TASK INSTRUCTIONS:
In the entries that follow, find the line containing "DataValueSetServiceIntegrationTest failed on"; from there, copy every line exactly through the line containing "-44,6 +44,7 @@ import java.util.Calendar;".

────

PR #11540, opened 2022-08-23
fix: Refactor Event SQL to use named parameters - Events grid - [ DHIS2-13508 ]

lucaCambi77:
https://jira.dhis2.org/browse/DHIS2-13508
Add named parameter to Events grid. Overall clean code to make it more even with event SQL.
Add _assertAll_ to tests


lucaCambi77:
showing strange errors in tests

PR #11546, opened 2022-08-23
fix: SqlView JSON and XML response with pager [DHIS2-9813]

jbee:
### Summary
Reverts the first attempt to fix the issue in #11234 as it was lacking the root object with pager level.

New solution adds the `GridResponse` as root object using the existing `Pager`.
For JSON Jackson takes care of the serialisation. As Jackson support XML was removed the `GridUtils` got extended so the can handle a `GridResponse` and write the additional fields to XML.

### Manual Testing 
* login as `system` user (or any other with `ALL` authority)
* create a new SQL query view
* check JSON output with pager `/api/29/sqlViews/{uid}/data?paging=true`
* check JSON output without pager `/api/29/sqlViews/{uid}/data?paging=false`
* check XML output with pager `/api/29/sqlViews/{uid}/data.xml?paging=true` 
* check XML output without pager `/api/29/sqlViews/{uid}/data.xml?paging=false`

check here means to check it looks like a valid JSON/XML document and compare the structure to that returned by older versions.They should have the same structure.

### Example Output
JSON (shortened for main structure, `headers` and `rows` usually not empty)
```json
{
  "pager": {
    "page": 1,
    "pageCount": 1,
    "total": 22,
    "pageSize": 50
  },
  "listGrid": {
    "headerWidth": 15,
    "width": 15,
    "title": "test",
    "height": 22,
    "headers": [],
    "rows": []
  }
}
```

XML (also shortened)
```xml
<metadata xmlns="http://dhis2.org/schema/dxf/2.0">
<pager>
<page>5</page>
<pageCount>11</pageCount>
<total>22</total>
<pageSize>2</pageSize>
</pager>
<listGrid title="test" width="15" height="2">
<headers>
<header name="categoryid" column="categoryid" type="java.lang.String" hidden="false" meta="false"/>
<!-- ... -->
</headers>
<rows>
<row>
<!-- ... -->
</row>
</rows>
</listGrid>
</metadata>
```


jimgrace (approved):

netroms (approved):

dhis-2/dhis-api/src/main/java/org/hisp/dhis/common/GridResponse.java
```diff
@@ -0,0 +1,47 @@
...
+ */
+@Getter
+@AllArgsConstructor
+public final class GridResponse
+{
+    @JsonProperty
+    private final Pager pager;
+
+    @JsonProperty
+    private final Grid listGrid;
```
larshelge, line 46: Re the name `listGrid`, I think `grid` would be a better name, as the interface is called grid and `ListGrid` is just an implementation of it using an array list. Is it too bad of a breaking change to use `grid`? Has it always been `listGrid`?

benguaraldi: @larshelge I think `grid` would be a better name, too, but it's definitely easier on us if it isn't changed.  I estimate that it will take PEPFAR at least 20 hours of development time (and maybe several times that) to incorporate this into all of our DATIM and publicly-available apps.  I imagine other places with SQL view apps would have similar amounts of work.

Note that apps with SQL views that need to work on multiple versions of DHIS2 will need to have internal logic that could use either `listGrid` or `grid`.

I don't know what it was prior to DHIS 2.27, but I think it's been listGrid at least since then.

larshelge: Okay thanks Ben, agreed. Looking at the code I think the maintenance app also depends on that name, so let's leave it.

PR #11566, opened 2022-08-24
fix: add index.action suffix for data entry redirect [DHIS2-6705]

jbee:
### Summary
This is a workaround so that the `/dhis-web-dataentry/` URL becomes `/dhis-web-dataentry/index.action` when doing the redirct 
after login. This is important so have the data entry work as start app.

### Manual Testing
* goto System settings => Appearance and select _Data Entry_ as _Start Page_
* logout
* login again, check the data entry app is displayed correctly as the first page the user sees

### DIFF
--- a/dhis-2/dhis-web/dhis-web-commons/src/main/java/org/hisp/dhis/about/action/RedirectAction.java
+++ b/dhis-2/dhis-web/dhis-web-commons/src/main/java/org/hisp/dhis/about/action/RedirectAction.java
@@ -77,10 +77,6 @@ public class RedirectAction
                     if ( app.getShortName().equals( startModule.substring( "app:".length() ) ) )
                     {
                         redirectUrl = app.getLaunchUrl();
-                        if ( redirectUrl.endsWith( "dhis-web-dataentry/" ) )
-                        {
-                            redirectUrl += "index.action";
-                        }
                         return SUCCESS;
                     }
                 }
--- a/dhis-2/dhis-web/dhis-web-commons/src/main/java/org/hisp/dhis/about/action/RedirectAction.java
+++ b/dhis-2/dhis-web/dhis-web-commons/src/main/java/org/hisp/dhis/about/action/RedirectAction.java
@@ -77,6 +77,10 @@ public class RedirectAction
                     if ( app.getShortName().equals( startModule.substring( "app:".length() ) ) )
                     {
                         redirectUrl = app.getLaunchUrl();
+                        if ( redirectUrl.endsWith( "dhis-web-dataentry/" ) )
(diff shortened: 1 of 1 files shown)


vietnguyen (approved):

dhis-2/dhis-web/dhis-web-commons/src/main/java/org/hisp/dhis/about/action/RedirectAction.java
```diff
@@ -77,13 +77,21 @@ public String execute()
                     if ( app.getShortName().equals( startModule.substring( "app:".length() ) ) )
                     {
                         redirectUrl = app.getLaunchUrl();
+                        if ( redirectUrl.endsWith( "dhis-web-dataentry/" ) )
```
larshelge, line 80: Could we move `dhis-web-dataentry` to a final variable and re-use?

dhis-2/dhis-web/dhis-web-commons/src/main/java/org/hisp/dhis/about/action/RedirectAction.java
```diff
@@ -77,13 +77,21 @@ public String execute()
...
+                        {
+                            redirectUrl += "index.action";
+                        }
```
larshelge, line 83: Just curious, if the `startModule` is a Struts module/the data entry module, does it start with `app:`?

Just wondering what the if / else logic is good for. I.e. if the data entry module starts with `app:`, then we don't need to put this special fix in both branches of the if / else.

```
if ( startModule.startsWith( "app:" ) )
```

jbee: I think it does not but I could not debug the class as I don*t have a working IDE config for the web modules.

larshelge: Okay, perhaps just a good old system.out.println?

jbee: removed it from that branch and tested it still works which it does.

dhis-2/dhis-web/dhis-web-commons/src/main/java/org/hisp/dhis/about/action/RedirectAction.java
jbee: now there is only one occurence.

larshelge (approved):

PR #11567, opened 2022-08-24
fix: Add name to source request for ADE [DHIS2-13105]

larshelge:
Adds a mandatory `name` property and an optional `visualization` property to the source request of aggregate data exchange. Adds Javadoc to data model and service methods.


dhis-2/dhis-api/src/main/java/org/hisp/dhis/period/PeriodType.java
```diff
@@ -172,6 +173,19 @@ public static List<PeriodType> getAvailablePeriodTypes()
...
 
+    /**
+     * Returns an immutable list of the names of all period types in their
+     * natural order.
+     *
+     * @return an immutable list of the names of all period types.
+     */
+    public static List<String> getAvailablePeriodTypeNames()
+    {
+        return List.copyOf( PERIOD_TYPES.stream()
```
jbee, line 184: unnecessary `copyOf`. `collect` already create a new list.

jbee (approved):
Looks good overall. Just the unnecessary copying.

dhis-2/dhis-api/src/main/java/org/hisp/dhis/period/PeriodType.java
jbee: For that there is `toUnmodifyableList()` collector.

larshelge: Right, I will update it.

────

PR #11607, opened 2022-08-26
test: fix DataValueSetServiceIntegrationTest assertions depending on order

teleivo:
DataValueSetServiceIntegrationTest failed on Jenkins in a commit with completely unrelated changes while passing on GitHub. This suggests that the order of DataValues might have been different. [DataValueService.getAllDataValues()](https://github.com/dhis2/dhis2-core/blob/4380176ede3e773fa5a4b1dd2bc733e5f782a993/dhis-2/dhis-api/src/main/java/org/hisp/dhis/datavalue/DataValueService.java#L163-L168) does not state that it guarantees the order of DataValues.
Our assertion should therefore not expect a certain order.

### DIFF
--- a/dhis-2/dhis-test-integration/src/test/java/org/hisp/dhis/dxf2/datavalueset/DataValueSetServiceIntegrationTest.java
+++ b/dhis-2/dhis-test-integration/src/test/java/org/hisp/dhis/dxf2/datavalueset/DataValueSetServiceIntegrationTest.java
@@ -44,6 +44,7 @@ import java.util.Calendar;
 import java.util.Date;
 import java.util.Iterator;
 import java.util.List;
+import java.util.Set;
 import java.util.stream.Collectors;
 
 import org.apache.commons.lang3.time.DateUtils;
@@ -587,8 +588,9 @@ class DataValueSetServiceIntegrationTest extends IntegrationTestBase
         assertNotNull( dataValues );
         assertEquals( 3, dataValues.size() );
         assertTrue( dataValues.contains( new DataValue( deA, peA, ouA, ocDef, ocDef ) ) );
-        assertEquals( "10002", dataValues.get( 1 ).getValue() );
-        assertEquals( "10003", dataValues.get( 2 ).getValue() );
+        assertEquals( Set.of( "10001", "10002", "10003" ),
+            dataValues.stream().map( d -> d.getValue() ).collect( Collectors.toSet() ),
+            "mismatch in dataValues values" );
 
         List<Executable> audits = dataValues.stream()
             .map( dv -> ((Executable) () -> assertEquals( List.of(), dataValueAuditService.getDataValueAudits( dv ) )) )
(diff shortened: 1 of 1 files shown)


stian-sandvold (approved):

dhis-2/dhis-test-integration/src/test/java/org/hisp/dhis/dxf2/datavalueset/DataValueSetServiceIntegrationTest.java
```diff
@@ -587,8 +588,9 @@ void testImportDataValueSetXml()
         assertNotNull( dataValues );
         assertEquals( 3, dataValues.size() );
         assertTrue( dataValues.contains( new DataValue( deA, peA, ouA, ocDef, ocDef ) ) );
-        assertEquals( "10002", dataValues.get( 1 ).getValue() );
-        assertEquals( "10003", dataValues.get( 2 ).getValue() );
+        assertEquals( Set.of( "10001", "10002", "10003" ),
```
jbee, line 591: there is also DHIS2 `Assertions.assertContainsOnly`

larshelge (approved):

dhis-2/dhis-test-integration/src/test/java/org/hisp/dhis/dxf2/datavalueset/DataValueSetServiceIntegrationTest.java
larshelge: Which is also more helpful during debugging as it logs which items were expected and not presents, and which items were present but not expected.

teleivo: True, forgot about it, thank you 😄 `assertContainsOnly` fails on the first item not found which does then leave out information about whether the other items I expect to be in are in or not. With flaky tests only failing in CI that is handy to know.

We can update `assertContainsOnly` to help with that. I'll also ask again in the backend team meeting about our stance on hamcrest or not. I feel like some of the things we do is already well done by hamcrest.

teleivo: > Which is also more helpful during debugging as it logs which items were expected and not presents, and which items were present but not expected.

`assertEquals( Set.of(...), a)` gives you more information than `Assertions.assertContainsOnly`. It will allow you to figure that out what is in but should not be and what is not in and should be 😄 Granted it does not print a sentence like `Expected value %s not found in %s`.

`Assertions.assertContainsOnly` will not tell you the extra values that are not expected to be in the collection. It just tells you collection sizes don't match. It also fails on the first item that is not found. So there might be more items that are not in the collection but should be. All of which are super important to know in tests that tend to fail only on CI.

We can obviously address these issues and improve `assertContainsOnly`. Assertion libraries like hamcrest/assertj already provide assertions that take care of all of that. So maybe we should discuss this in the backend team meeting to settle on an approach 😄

────

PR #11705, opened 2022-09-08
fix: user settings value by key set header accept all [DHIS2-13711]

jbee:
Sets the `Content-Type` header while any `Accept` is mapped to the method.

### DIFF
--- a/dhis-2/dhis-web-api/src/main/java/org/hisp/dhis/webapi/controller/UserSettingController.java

────

RESPONSE:
DataValueSetServiceIntegrationTest failed on Jenkins in a commit with completely unrelated changes while passing on GitHub. This suggests that the order of DataValues might have been different. [DataValueService.getAllDataValues()](https://github.com/dhis2/dhis2-core/blob/4380176ede3e773fa5a4b1dd2bc733e5f782a993/dhis-2/dhis-api/src/main/java/org/hisp/dhis/datavalue/DataValueService.java#L163-L168) does not state that it guarantees the order of DataValues.
Our assertion should therefore not expect a certain order.

### DIFF
--- a/dhis-2/dhis-test-integration/src/test/java/org/hisp/dhis/dxf2/datavalueset/DataValueSetServiceIntegrationTest.java
+++ b/dhis-2/dhis-test-integration/src/test/java/org/hisp/dhis/dxf2/datavalueset/DataValueSetServiceIntegrationTest.java
@@ -44,6 +44,7 @@ import java.util.Calendar;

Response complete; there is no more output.